While this is what needs to happen, I suspect the lack of any new announcement or plans for how the new NNR is managed, suggests that internal “debates” are taking place within NTS about the consequences of NNR designation.  On the one side landowners – who have always had a powerful influence over what the organisation does and wish to protect grouse moor interests – on the other, conservationists.    SNH should be helping to flush any such debate into the open and driving change in how the NNR is managed.   That would then in turn help drive change within the east Cairngorms Moorland Partnership, which is made up of six estates including Balmoral and Mar Lodge.     The Cairngorms National Park wants to use this Partnership to demonstrate a different way of managing moorland which is compatible with the objectives of the National Park.  What better way to show this is working than a radical change in the way the “sporting” part of Mar Lodge is being managed?

4 Comments on “Fires, muirburn and Mar Lodge National Nature Reserve

  1. Wood I be correct in saying muirburn is carbon neutral and that not burning it would make it carbon negative? That in fact the sporting estates are not only massacring all the animals but they are happy to kill everything else on the planet at the same time .
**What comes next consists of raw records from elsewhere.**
PR #232, opened 2017-05-12
Small slopes filtering now happens at the flowline determination

fmaussion:
This relatively small change in the code involves quite a bit of change in how the inversion and the numerical model are going to handle unrealistic flowlines in the future. The consequences of this change need to be tested on other glaciers than HEF, but here is the deal: slopes smaller than ``cfg.PARAMS['min_slope']`` are simply not allowed anymore **at the moment the flowlines are created** (``initialize_flowlines`` task). 

When the threshold is reached, the non-valid areas are expanded until the slope is valid again using a fill-void algorithm. Two cases are possible:
- the voids can be filled. In that case the algorithm will simply interpolate between the two valid points. Example with paint:
paint
- the problem happens at the very beginning (e.g. HEF if you omit the divides). In that case the flowline is cut so that you have a valid slope.

**Before**:

test_nodivide

**After**:
 
test_nodivide_corrected

I expect this change to increase the numerical stability of the model, and automatically avoid completely unrealistic flowlines. It will need some thorough testing on more glaciers to see if it works as expected.

### DIFF
--- a/docs/notebooks/getting_started.ipynb
+++ b/docs/notebooks/getting_started.ipynb
@@ -121,9 +121,7 @@
   {
    "cell_type": "code",
    "execution_count": null,
-   "metadata": {
-    "collapsed": true
-   },
+   "metadata": {},
    "outputs": [],
    "source": [
     "rgi_shp.plot();"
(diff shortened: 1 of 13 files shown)


fmaussion:
I added a control parameter to revert to the previous behavior if needed (``cfg.PARAMS['filter_min_slope']``, which is ``True`` per default. Set to ``False`` to get back to previous)

PR #234, opened 2017-05-15
Changes to the calving function

bearecinos:
I also added the RGI'ID of the glaciers in the McNabb data base

### DIFF
--- a/.travis.yml
+++ b/.travis.yml
@@ -26,6 +26,7 @@ install:
     cat <<EOF >test.sh
     set -x
     set -e
+    pip3 install --upgrade git+https://github.com/fmaussion/salem.git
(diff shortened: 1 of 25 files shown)


fmaussion:
Great, thanks! Would you like feedback on this or can I merge right away?

bearecinos:
Well if you have time, It will be good..to double-check that the calving function and the "theoretical calving" is what we agreed when you were here. I haven't change that just some things at the top that is now commented (new ID's to run)

fmaussion:
sorry it took me so long! I've looked at the function and it looks like what we agreed yes! But this doesn't mean it should be written in stone. Don't be afraid of improving it further!

PR #236, opened 2017-06-02
Improvements in preprocessing

fmaussion:
This PR implies several major improvements on several preprocessing steps. I'll make more detailed comments before merging, this is still a WIP.


fmaussion:
Here a non-comprehensive list of the changes involved:
- the downstream lines and their integration with glacier divides is now completely different. (this is the major change of this PR). This was necessary to be able to cope with very complex divide geometries like ice caps. Now the downstream lines can go in all directions, in which case they meet their tributary outside of the domain (see plot below)
- the parabolic bedshape computed from the real topography is now included to the model chain (finally). Again in the example below, one can see that the glacier width adapts to the surrounding topography
- the ``initialize_flowline`` task now filters for small and negative slopes. This was introduced by https://github.com/OGGM/oggm/pull/232 but is now used and tested by default
- The inversion takes rectangular beds into account. this happens when the flowline grid point normals touch a: (i) a neighbor glacier (ii) a neighbor divide (iii) a neighbor flowline catchment
- The ``init_present_time`` tasks now takes all this into account (this was the major bunch of work - quite boring but necessary). The default is now to produce a ``MixedFlowline`` in all cases, which is a mix of parabolic, rectangular and trapezoidal shapes.
- The model flowlines are better tested. Their constructors and documentation are still quite bad though
- I added some examples of random glacier evolution in the getting started notebook

I will do a little bit of cleaning a a few tests before merging.

test_chhota_shigri

PR #242, opened 2017-06-14
Changes in run_alaska.py and utils.py to study the glacier front width problem 

bearecinos:
- in utils.py I added the width of the calving front to the galcier_characteristics.csv file. 
- in run_alaska.py a lot has changed. **not the main way that the calving is calculated** but just adapted the loop so it can read the McNabb data base and fix the width for the calving glaciers inside the data base. Calving glaciers without a width takes oggm output.


oggm/utils.py
```diff
@@ -1709,13 +1709,18 @@ def glacier_characteristics(gdirs, to_csv=True):
...
             for i in gdir.divide_ids:
                 cl = gdir.read_pickle('calving_output', div_id=i)
                 for c in cl:
                     all_calving_data = c['calving_fluxes'][-1]
+                    all_width = c['t_width']
             d['calving_flux'] = all_calving_data
+            d['t_width'] = all_width
         else:
             d['calving_flux'] = 0
+            d['t_width'] = 0
```
fmaussion: Can your put a ``np.NaN`` here instead oz zero? Also, ``'t_width'`` is maybe not the best name. how about ``'calving_front_width'`` ?

bearecinos: yes I will do that I am also making all the lines fit in the margins :) ... I shall commit soon

bearecinos: Ok, I have made the changes... let me know if there is anything more. Cheers

fmaussion:
Thanks!

PR #119, opened 2019-09-08
Added portable save of settings in file for Windows, when birdtray.ini file exist

thunder2:


thunder2:
I use a function to create a QSettings instance because there are two callers (Settings::load and Settings::save).
When you use "QSettings&" as return value and return a local QSettings object, the settings object will be destroyed after the exit of the function and the reference pointer in the callee function will be invalid.

```
static QSettings& createSettings()
{
    QSettings settings(...);
    return settings;
}

QSettings &settings = createSettings();
settings --> invalid
```

Something like this works, but then you have a global QSettings instance for the whole runtime.
```
static QSettings &createSettings()
{
#ifdef Q_OS_WIN
    QFileInfo applicationFilePath(qApp->applicationFilePath());
    QFileInfo fileInfo( QDir( qApp->applicationDirPath() ), QString( "%1.ini" ).arg( applicationFilePath.baseName() ) );

    if ( QFileInfo::exists(fileInfo.absoluteFilePath()) )
    {
        static QSettings settings( fileInfo.absoluteFilePath(), QSettings::IniFormat );
        return settings;
    }
#endif

    static QSettings settings;
    return settings;
}

void Settings::save()
{
    QSettings &settings = createSettings();

```
Then I prefer a protected member variable "QSettings*" on the class Settings initialized once in the constructor Settings::Settings to avoid checking the file for every call to Setting::load or Setting::save.

gyunaev:
In this case you can use QSettings member in Settings. Since Settings is instantiated a single object,  you can just create QSettings member of it, and use it through. Just call sync() after setting the settings in save().

thunder2:
I prefer PR #120

gyunaev:
Merged #120 instead.

PR #124, opened 2019-09-17
Fix: MorkParser crashes on `\\\n\\)` (5C 0A 5C 29), unread count incorrect

Tcc100:
The MorkParser crashes for some of my msf files.
This makes the counter not update for these files (exception is thrown) and generates a SIGABRT when `--dump-mork` is used.

I am not sure why that `if` was added in the first place and why another character is skipped (line 351), but it cannot parse an escaped newline followed by another escaped character.

### DIFF
--- a/src/morkparser.cpp
+++ b/src/morkparser.cpp
@@ -342,13 +342,8 @@ void MorkParser::parseCell()
 			break;
 		case '\\':
 			{
-				// Get next two chars
-				char NextChar= nextChar();
-				if ( '\r' != NextChar && '\n' != NextChar )
-				{
-					Text += NextChar;
-				}
-				else nextChar();
+				// Get next char
+				Text += nextChar();
 			}
 			break;
 		case '$':


Tcc100:
No, as you can see in the hex, the newline is in raw in the file, preceded by a `\`. It's not `\n`

gyunaev:
> No, as you can see in the hex, the newline is in raw in the file, preceded by a `\`. It's not `\n`

Yes, I see it in your dump, but I still don't understand why you removed the original handling of \n and \r (which are skipped in original, but in your case are converted to n)?

To start with, can you please delete/move away your Mork file, and click on "Properties" -> "Repair folder" in Thunderbird? I'd like to exclude the situation where Mork file is simply corrupted, as I'm not going to add support for corrupted morks - this format is not designed to detect or handle corruption, and in those cases I'd rather crash.

Tcc100:
I don't see any reason to strip newline characters from these strings, they are just part of the content.

Nevertheless if you want to skip newlines, you have to remove the else part (line 351), the char is already skipped and this line also skips any following character.

gyunaev:
Have you tried to repair the folder, did the generated Mork have the same issue?

Tcc100:
Sorry, repairing and testing took some time.
My new msf does not contain `5c 0a 5c` anymore, which means that the original `dump-mork` does not crash.
But if you read the dump-mork and compare it to the hexdump of the file, you should find a character missing after every escaping sequence.

gyunaev:
This means there is no need to change the parser. This format is undocumented, so there is no definition of what is proper behavior here. I'd rather leave the parser as-is.

Tcc100:
The format is documented: https://developer.mozilla.org/en-US/docs/Mozilla/Tech/Mork/Structure#Literals
You are right that line breaks are to be omitted after `\`, but that `else nextChar();` is definitely wrong and will continue to cause problems for some people.

PR #133, opened 2019-10-15
Update checker and auto updater

Abestanis:
This adds an update checker that checks for a new version of Birdtray. It can be run manually through the settings or configured to run automatically when Birdtray starts. If a new update is found, a dialog is displayed showing the release notes and a download button.

On non-Windows platforms, a click on the download button opens the [releases page](https://github.com/gyunaev/birdtray/releases).
On Windows, if found the correct installer will be downloaded. Once the installer is downloaded and the user confirms the update, the installer is started and Birdtray closes.

### Technical details
The information about the new releases are fetched via the [Github releases api](https://developer.github.com/v3/repos/releases/). As such, the update checker will only detect a new update, once a Github release is created. The update checker also requires the git tag, with which the release was created, to match the pattern [here](https://github.com/gyunaev/birdtray/compare/master...Abestanis:feature/updater?expand=1#diff-ebef2cd49df15ec9777d8fa2ed5aed3eR24) in order to parse the new version number and determine, if it is newer than the current Birdtray version. This requires you to respect the pattern when creating the git tag, otherwise the version will not be recognized.

### Discussion
* I enabled the update checker on startup by default. Is that ok with you?
* This makes Birdtray require the Qt network module (and the winextras module on Windows). Should I change the install instructions in the README to reflect that?

### Images
<details>
  <summary>Images of the new dialogues</summary>
  
  Note: These images show how the update dialogs would have looked like for the last update.
  * The new setting in the advanced section:
  settings
  * The dialog that is displayed, when a new update is found (on Windows):
  newUpdateDialog
   * The same dialog on Ubuntu:
   ubuntu
   * The download dialog:
   download
   * The update and restart confirm dialog:
   restart
</details>

### DIFF
--- a/src/autoupdater.cpp
+++ b/src/autoupdater.cpp
@@ -42,6 +42,10 @@ AutoUpdater::~AutoUpdater() {
         downloadProcessDialog->deleteLater();
         downloadProcessDialog = nullptr;
     }
+    if (installerFile.isOpen()) {
+        // We quit in the middle of downloading
+        installerFile.remove();
+    }
 }
 
 void AutoUpdater::checkForUpdates() {
--- a/src/autoupdater.cpp
+++ b/src/autoupdater.cpp
@@ -58,6 +58,14 @@ void AutoUpdater::onRequestFinished(QNetworkReply* result) {
         if (isVersionInfoResult) {
             emit onCheckUpdateFinished(result->errorString());
         } else {
+            QString errorMessage;
+            if (installerFile.error() != QFileDevice::NoError) {
+                errorMessage = tr("Failed to save the Birdtray installer:\n")
+                               + installerFile.errorString();
+            } else {
+                errorMessage = tr("Failed to download the Birdtray installer:\n")
+                        + result->errorString();
+            }
             installerFile.remove();
             bool wasCanceled = false;
             if (downloadProcessDialog != nullptr) {
@@ -67,8 +75,7 @@ void AutoUpdater::onRequestFinished(QNetworkReply* result) {
                 downloadProcessDialog = nullptr;
             }
             if (!wasCanceled && QMessageBox::critical(
-                    nullptr, tr("Installer download failed"),
-                    tr("Failed to download the Birdtray installer:\n") + result->errorString(),
+                    nullptr, tr("Installer download failed"), errorMessage,
                     QMessageBox::StandardButton::Retry | QMessageBox::StandardButton::Cancel)
                                 == QMessageBox::StandardButton::Retry) {
                 startDownload();
@@ -113,6 +120,7 @@ void AutoUpdater::startDownload() {
         return;
     }
     if (haveActualInstallerDownloadUrl) {
+        installerFile.unsetError();
         if (installerFile.isOpen()) {
             installerFile.reset();
         } else {
@@ -207,8 +215,18 @@ void AutoUpdater::onInstallerDownloadFinished(QNetworkReply* result) {
                     tr("Failed to download the Birdtray installer:\nInvalid redirect: ")
                     + redirectionTarget.toString(), QMessageBox::StandardButton::Abort);
         }
+    } else if (installerFile.write(result->readAll()) == -1) {
+        QString errorMessage(tr("Failed to save the Birdtray installer:\n")
+                           + installerFile.errorString());
+        installerFile.remove();
+        if (QMessageBox::critical(
+                nullptr, tr("Installer download failed"), errorMessage,
+                QMessageBox::StandardButton::Retry | QMessageBox::StandardButton::Cancel)
+                == QMessageBox::StandardButton::Retry) {
+            startDownload();
+            return;
+        }
     } else {
-        installerFile.write(result->readAll());
         installerFile.close();
         if (downloadProcessDialog != nullptr && !downloadProcessDialog->wasCanceled()) {
             downloadProcessDialog->onDownloadComplete();
@@ -236,10 +254,9 @@ void AutoUpdater::onInstallerDownloadFinished(QNetworkReply* result) {
 void AutoUpdater::onDownloadProgress(QNetworkReply* result, qint64 bytesReceived,
                                      qint64 bytesTotal) {
     if (downloadProcessDialog != nullptr) {
-        if (downloadProcessDialog->wasCanceled()) {
+        if (downloadProcessDialog->wasCanceled() || installerFile.write(result->readAll()) == -1) {
             result->close();
         } else {
-            installerFile.write(result->readAll());
             downloadProcessDialog->onDownloadProgress(bytesReceived, bytesTotal);
         }
     }
--- a/src/autoupdater.cpp
+++ b/src/autoupdater.cpp
@@ -14,7 +14,6 @@
 #include <QtWidgets/QGridLayout>
 #include <QtWidgets/QLabel>
 #include <QtWidgets/QMessageBox>
-#include <QFile>
 #include <QDir>
 #include <QApplication>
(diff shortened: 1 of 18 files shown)


Abestanis:
The Travis build failed because of #134

gyunaev:
Honestly I'm not fan of built-in autoupdaters because of security issues. 

All it takes in its current form a simple DNS hijacking, and this updater would install malware. At minimum the update/installer should be digitally signed, and its signature verified; but the complexity of this is unnecessary.

Checking for the new update and popping up the notification dialog is fine, but it should not be on by default, and the dialog should have an option to "never show me this again".

Abestanis:
"Simple" DNS hijacking is actually not that big of an issue, because all api requests and downloads are done via https. An attacker would have to find a way to create a fake github.com ssl certificate, and the only way to do that would be to get the private ssl key from Github, which is near impossible to do. Additionally, because we are using Github as our download server, which is owned by Microsoft, we can be sure that there are a lot of defence systems to protect the private ssl key of Github as well as quickly handle any DNS hijacks, if they would ever occur.

Also, I know you are using a Linux system so you are probably used to the system package manager to update programs for you. On Windows, we don't have that, which is why this is such a nice thing to have and why a lot of other programs offer this functionality (e.g. Git for Windows, VLC...).

I will disable the update check by default, but I don't think a "never show me this again"-button makes sense. You can just disable the automatic check to never see the dialog. How about a "don't remind me again for this version"-button, that will stop the notification until the next version is released?

gyunaev:
Indeed with HTTPS it would take more than DNS hijacking. I'm not sure what exactly HTTPS handler in Qt does when it encounters invalid certificate, but I'm pretty sure it will not simply ignore it; likely would result in error. It is possible to generate a valid github.com certificate without its private key, but this is not in scope for the average hacker, more of a nation-state.

The check would require external connectivity and thus should be explicitly authorized by the user. You can have an option in the installer asking for this, or simply leave it disabled. If you think its necessary for Windows, okay. As long as it is not present in the non-Windows version, fine with me as I myself don't care about Windows at all :)

gyunaev:
Could this code be easily excluded on Linux, so it is Windows-only?

gyunaev:
A few other things to check for you on Windows:

- Graceful app shutdown when the app is closed by user while a check for update is initiated;
- Handling of SSL errors and invalid replies (such as WiFi captive portals which redirect all traffic to itself) - what happens in onReleaseInfoRequestFinished() if you got some HTML page with "Click on this button to connect to WiFi" instead of JSON?;
- Proper handling of offline machine. I'm not sure about how it works on Windows, but if I boot my laptop with no Internet, does every program I start pop up a message box telling me it cannot say if new version is available? Does it also do so every 180 seconds or how often does it check?
- "installerFile.write(result->readAll());" will read 40Mb into memory buffer, and then write it to disk in one piece. And the user machine will freeze, blocked by disk I/O. This is not good user experience, blocking user for aux functionality. This is also happening on UI thread. Up to you if you wanna change this. And error handling here may also be useful (do you care if disk is full and write failed?)
- You add a new connection each time a downloadDialog is shown; connect probably only makes sense once, when you `new` this dialog.

Abestanis:
I added an `Ignore this version` button as described above:
image

The download code can only be called on Windows because [this condition](https://github.com/gyunaev/birdtray/pull/133/files#diff-ebef2cd49df15ec9777d8fa2ed5aed3eR113) is only set [here](https://github.com/gyunaev/birdtray/pull/133/files#diff-ebef2cd49df15ec9777d8fa2ed5aed3eR172), when [this function](https://github.com/gyunaev/birdtray/pull/133/files#diff-ebef2cd49df15ec9777d8fa2ed5aed3eR130) does not return -1, which it can only do on Windows. But I can add an `#ifdef Q_OS_WIN` around the download condition, if you want.

gyunaev:
> The download code can only be called on Windows 

I'd honestly prefer this whole code (and dependency on QtNetwork) to be only compiled/linked on Windows. But probably this would require too much effort.

Abestanis:
Thanks for reviewing this, I will have a look at it tomorrow.

> "installerFile.write(result->readAll());" will read 40Mb into memory buffer, and then write it to disk in one piece. And the user machine will freeze, blocked by disk I/O.

I've searched online for a better way of doing this, but found nothing so far. I will keep looking.

> I'd honestly prefer this whole code (and dependency on QtNetwork) to be only compiled/linked on Windows.

The update check (not the update) does require the QtNetwork dependency as well.

gyunaev:
> I've searched online for a better way of doing this, but found nothing so far. I will keep looking.

You save the content to disk in the progress callback. This will also help if your update suddenly gets really huge (i.e. 500+Mb) - you don't want to keep it in RAM. This will also let you support HTTP resume. Some people have unreliable Internet, and cannot download 50Mb in one session.

> The update check (not the update) does require the QtNetwork dependency as well.

I know.

Abestanis:
> Graceful app shutdown when the app is closed by user while a check for update ...

I tested quitting in all possible situations and was always able to do so. If the user quits while downloading the installer, the installer file will be deleted.

> Handling of SSL errors ...

I used my hosts file to redirected requests to the Github api to Stack Overflow. That should have the same effect as the DNS hijacking that you mentioned:
Error dialog on SSL error

> ... and invalid replies

It turns out the `QJsonDocument::fromJson` just returns an empty json document, when it gets anything that it can't parse as json. Because there is no `tag_name` in that json document, nothing happens at all; we behave as if we didn't find a new version. I think this is an acceptable behaviour.

> Proper handling of offline machine.

The automatic update check never shows an error dialog, if it fails. Only the manual check from the settings displays an error dialog on failure. The automatic check is retried when the user connects to a network, until it succeeds.

> "installerFile.write(result->readAll());"

This has been taken care of, as you suggested. Thanks for the hint by the way, I was unaware that I could use `readAll` in the `onDownloadProgress` function to write the currently available downloaded data to the file.

> And error handling here may also be useful (do you care if disk is full and write failed?)

Errors while writing to the installer are now gracefully handled with a retry-abort-dialog.

>  You add a new connection each time a downloadDialog is shown; connect probably only makes sense once, when you new this dialog.

I'm not sure where exactly you are referring to. Could you please create [a comment](https://help.github.com/en/articles/commenting-on-a-pull-request#adding-line-comments-to-a-pull-request) in directly in the code to mark the spot?


I put the auto update in the TrayIcon class, because I needed something to store state, but it doesn't really belong there. Would you have any objections against a pull request in the future, that would create a subclass of `QApplication` that we could use for stuff like that. Doing so would also allow us to get rid of all the globals we currently have (like `pSettings`).

Abestanis:
Travis failed because it couldn't download the sqlite sources. Their download server must have been temporarily down.

src/autoupdater.cpp
```diff
@@ -0,0 +1,281 @@
...
+            }
+        }
+        if (downloadProcessDialog == nullptr) {
+            downloadProcessDialog = new UpdateDownloadDialog();
+        } else {
+            downloadProcessDialog->reset();
+        }
+        downloadProcessDialog->show();
+        QNetworkReply* reply = networkAccessManager->get(QNetworkRequest(downloadUrl));
+        connect(reply, &QNetworkReply::downloadProgress, this,
```
Abestanis: If you were referring to this connect, each time we create a new get request, a new `QNetworkReply` is generated, so we need to connect to the signal of this new object.

gyunaev: Yeah, right.

Abestanis:
Thanks for merging! And thank you for the good review and finding those remaining problems. 😃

    1. The significance of the impact in terms of carbon release depends to an extent on when the burning takes place – if the peat soils below are not damp and burn then significant amounts of carbon may be released. If its just the surface vegetation less so but the repeating burning of course prevents tree regeneration which would take significant carbon out the atmosphere – indeed that is one of main arguments in Scottish Forestry Strategy for why we need to grow more trees

  2. muirburn is toxic, certain plant matter burnt at lower combustion temps causes large soot particles which are a known carcinogen never mind the global warming nonsense what about our children breathing in these fumes up the hills when they are meant to be getting fit diesel fumes all week muirburn for the weekend, we would be as well throwing them from the incubators in the hospitals (true story).

    1. Yes, I have been told muirburn smoke was hanging over the Drumochter a week or so ago so was adding to the diesel!